As much as the Doctor yearned to be among the stars, too, he couldn’t help the tiny bit of selfishness that made him want to stick around in Mount Weather, too. It didn’t suit his need to run, what with the limited locations for him to run to, but he had a place there. He had his friends back in defiance of time itself, and he wanted to enjoy that for as long as he could.
“Before I came here, I thought I was going to live,” he began, expression falling. “But, it was him, wasn’t it? Wilfred Mott. I’ve got his gun in my pocket somewhere. When I look at it, I remember… I’ve got to save him, don’t I?”
The Doctor's expression turned dark. Of all the questions, that was the one he least wanted to answer.
"It's what we do," he said, fidgeting with one of the strings on his guitar. "We save them. I'm not a hero, but sometimes, I think the right choices happen upon me…" He looked up from his guitar, a sad look on his face.
"Like you and Clara. You made the right decision there."
There was no argument from his younger face. With a furrowed brow, he stared at the floor. It was easy to put the pieces together then. Wilfred was the end, the reason their paths crossed were because of it. Before he could delve deeper into those thoughts, his impossible face said something disarming.
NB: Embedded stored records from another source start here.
PR #854, opened 2024-04-11
feat(common): initial implementation

cwrau:
adjust CI to work with library charts

### DIFF
--- a/.github/scripts/create-values-diff.sh
+++ b/.github/scripts/create-values-diff.sh
@@ -22,6 +22,11 @@ else
   dryRun=false
 fi
 
+if yq -e '.type == "library"' "$chart/Chart.yaml" >/dev/null; then
+  echo "Skipping library chart '$chart'" >/dev/stderr
+  exit 0
+fi
+
 GITHUB_API_URL="${GITHUB_API_URL:-https://api.github.com}"
 
 if command -v gh &>/dev/null; then
@@ -45,7 +50,7 @@ trap 'rm -rf "$TMP_DIR"' EXIT
 cd "$GITHUB_WORKSPACE"
 
 function generateComment() {
-  local chart="charts/${1?}"
+  local chart="${1?}"
   local -A diffs
   local newResourcesDir
   local originalResourcesDir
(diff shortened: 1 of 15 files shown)


.github/scripts/create-values-diff.sh
```diff
@@ -45,7 +50,7 @@ trap 'rm -rf "$TMP_DIR"' EXIT
 cd "$GITHUB_WORKSPACE"
 
 function generateComment() {
-  local chart="charts/${1?}"
+  local chart="${1?}"
```
tasches, line 53: I cannot see why the path changed from charts/$ {1} to just {$1}

marvinWolff: Because he changed the way it's called.

You can see this here: https://github.com/teutonet/teutonet-helm-charts/pull/854/files#diff-1c060ea3361efbeee5f55dc7e6086ed9cdf182099274e382d630cac8a092dc60R28

marvinWolff: My guess is, he did it to make it more universal. Or is there a different reason @cwrau?

charts/common/templates/_resources.tpl
```diff
@@ -0,0 +1,22 @@
...
+Return a resource request/limit object based on a given preset or provided resources.
+{{ include "common.resources" (dict "resources" (dict) "resourcesPreset" "small") -}}
+*/}}
+{{- define "common.resources" -}}
+  {{- $resources := dict -}}
+  {{- if .resources -}}
+    {{- $resources = .resources | merge $resources -}}
+  {{- end -}}
+  {{- if and .resourcesPreset (ne .resourcesPreset "none") -}}
+    {{- $resources = include "common.resources.preset" (dict "type" .resourcesPreset) | fromYaml | merge $resources -}}
```
marvinWolff, line 11: I don't get where the resources are coming from.  
So, i've seen the sizes in the file below, but how does the resource object actually look like?

marvinWolff: Or is this something the bitnami charts just understand?

marvinWolff: Ok, nvm, found it (my google fu wasn't strong enough). This is genius: https://github.com/bitnami/charts/blob/main/bitnami/common/templates/_resources.tpl#L16

marvinWolff (approved):

tasches (approved):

“Sorry?” He questioned, head lifting to send him a questioning look. “You mean…?” The trouble with talking to a future face was lacking the details to bring him to that point. He was a different man each time. That face he wore resonated with the Doctor now, all the talk of saving people steeped him deeper into nostalgia.
“Right, of course,” he interjected hastily. “She's brilliant, but you know that.”
The older Doctor considered the other's face for a moment. Of all the possibilities that he saw there, he thought that this was the right one. It was so rare for the Doctor now to have any sense of what the right path was, having lived so long on all of the wrong ones. And yet, whatever his own feelings about the situation, he knew that what he had said was true.
"I mean, I'm always better when she's at my back. She's brilliant, perhaps more so than I am in some ways. You know how it is… You live long enough, and you start to see the world the wrong way… "
He let the sentence trail off into silence. "You start to think you can stop the impossible."
“Then you meet it and wonder why you’d ever want to stop it in the first place,” he nodded, eyes a thousand yards away. There was a tiny bit of comfort in the exchange shared, strange as it was to be comforted by his future face in a way. He understood his successor’s words. Although the Doctor’s response might not have seemed as though he had, he suspected he hadn’t gone misunderstood in return.
He knew himself pretty well, after all, even if he didn’t like the mistakes he would go on to make. That was the trouble with mistakes, they were awfully unpleasant things. For now, they’d just have to grapple with the missteps taken in the wavering present in which they were trapped.